Garaudy bu yüzden artık sadece Avrupalının, Batılı adamın bakışıyla değil de, dünyaya kendiliğinden görünebildiği haliyle, bütünlüğü ve birliğiyle, herkesin ayrı ayrı gözleriyle bakması gerektiğini ısrarla belirtiyor bu eserde... Yani Afrika, Asya , Avrupa, Latin ve Kuzey Amerika insanlarının gözleriyle...
 Garaudy Medeniyetlerden genel çerçeveleriyle bahsediyor kitabında. Mezopotamya ve tarih sahnesine ilk olarak çıkmış diğer  medeniyetlerle başlıyor. Daha sonrasında Asurlular, Grek kültürünün doğuşu, Hristiyanlığın doğuşu, Hindistan, Çin,  İslam’ın yayılışı, Hristiyanlıktan batı rönesansına, Amerika ve yerlilerin soykırımı, Rönesans ve batı hakimiyeti başlıklarıyla bize tarihi bir perspektif sunuyor
Garaudy bu eseri kaleme alırken Müslüman olmaması nedeniyle İslâm kültürünü anlatırken bazı yanlış yorumlamalarla akâidî konularda hatalı hükümler çıkarmış maalesef. Abdülkadirin 14 bin hristiyanı himaye altına alıp onları katliamdan kurtarmasını o hristiyanların imanlarına bağlamış, İslâm'ın müslüman olsun olmasın insanlara , hayvanlara ve bütün canlılara karşı merhametli davranmayı bize öğrettiğini görememiştir.

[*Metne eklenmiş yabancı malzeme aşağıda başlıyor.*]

PR #4091, opened 2016-10-29
Add support for templatable hostname

dmvk:
Hi, first of all, thanks for this amazing piece of software!

I'm trying to set up dev/test environment for our ops team, which develops salt stack formulas. I want them to be able to easily scale number of salt minion instances, which will have instance number included in hostname.

It is really neccessary to have proper hostnames here, because distributed services deployed on these minions need to be able to talk to each other (no I don't want any form of service discovery here, because we have fixed hostnames for this services in production).

I think doing this for all containers by default would be really invasive breaking change, for people already using docker-compose, so I propose making `hostname` parameter templatable. Everyone can choose, whether he wants to use instance number in hostname or not and can even choose in which format hostname will be.

Example `docker-compose.yml`, would look something like this.

```
version: '2'
services:
  master:
    build: ./images/master
    hostname: master
    volumes:
      - ./env:/www/salt/env
  minion:
    build: ./images/minion
    hostname: minion{num}
    links:
      - master
```

What you guys think? Is this solution acceptable for you?

Thanks!!

Signed-off-by: David Moravek david.moravek@firma.seznam.cz

### DIFF
--- a/compose/service.py
+++ b/compose/service.py
@@ -622,16 +622,20 @@ class Service(object):
 
         container_options.setdefault('detach', True)
 
-        # If a qualified hostname was given, split it into an
-        # unqualified hostname and a domainname unless domainname
-        # was also given explicitly. This matches the behavior of
-        # the official Docker CLI in that scenario.
-        if ('hostname' in container_options and
-                'domainname' not in container_options and
-                '.' in container_options['hostname']):
-            parts = container_options['hostname'].partition('.')
-            container_options['hostname'] = parts[0]
-            container_options['domainname'] = parts[2]
+        if ('hostname' in container_options):
+
+            # If a qualified hostname was given, split it into an
+            # unqualified hostname and a domainname unless domainname
+            # was also given explicitly. This matches the behavior of
+            # the official Docker CLI in that scenario.
+            if ('domainname' not in container_options and '.' in container_options['hostname']):
+                parts = container_options['hostname'].partition('.')
+                container_options['hostname'] = parts[0]
+                container_options['domainname'] = parts[2]
+
+            if ('{num}' in container_options['hostname']):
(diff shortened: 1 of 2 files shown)


dmvk:
Anyone?

dmvk:
Ping

shin-:
Isn't this identical to #1131? After some debate, I believe it was decided that such a feature was a bad idea (https://github.com/docker/compose/pull/1131#issuecomment-154153543)

lucacri:
+1

mdunc:
@shin- , this would actually be very useful.  At least the option to set the hostname to match the container name would help.  For example, say I have a RabbitMQ service that is configured to use DNS discovery for automatic clustering.  The service in the docker-compose file has a network alias of "rabbitmq" so that lookups to this name return the IPs of every RabbitMQ container.  So far, so good, but here's where we run in a to problem.  RabbitMQ then does a reverse DNS lookup on these IPs and then attempts to connect to each hostname that is returned.  This reverse DNS lookup returns the _container name_ and not the real hostname.  Although it can still technically connect, clustering fails because what RabbitMQ tries to connect to **must** exactly match the hostname of the container.  Since it sees that it doesn't match, it considers the node down and unavailable to cluster.

Currently, I see no way within docker-compose to override the hostname value to get it to match the container name so that reverse DNS lookups match.  And I also see no options to make reverse lookups return the container ID instead of the name which would also resolve this issue.  The way I've worked around this is by having two separate rabbitmq services - one with a manually assigned container name and hostname with an alias of "rabbitmq" and another rabbitmq service that I can scale as needed.  This way, at least one of the rabbit nodes has something that actually matches reverse DNS lookups and the cluster can be created.  But this feels like such an awful way to work around that and there's got to be a better way.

Tabi bunu onun henüz müslüman olmamasına veriyoruz.
Yine başka bir yerde İslâm toplumunun gelenekçi ,batıl inançlarla sarılı olduğunu  ve geçmişe karşı "sahte" bir saygı beslediğini belirtmiştir. Burada yazarımız Allah'ın ﷻ "(Resûlüm!) De ki: Eğer Allah'ı seviyorsanız bana uyunuz ki Allah da sizi sevsin ve günahlarınızı bağışlasın. Allah son derece bağışlayıcı ve esirgeyicidir." (Âl-i İmrân/31) ve "Kim Resûl'e itaat ederse Allah'a itaat etmiş olur. Yüz çevirene gelince, seni onların başına bekçi göndermedik!"(Nîsa/80) Buyurduğu ayetleri gereğince idrak edememiş olmasından kaynaklanmaktadır. Yine yukarıda belirttiğimiz gibi bunları kaleme alırken Müslüman olmaması ve biz Müslümanların, Peygamber Efendimiz'e ﷺ uymak niyetiyle yaptığımız bütün davranışlarımızın bize sevap kazandırdığından ve mertebemizi yükselttiğinden haberi olmayışından kaynaklanıyor olabilir.Müslüman gence düşen her eseri olduğu gibi bu eseri de dikkat ve temkinle okıyup, duru olanı alıp,bulanık olandan kaçmaktır hulasa olarak.
Yeni bir medeniyeti yalnız Allah ve Resul davası için örme şuuruna erme niyetiyle Allah'a emanet olunuz.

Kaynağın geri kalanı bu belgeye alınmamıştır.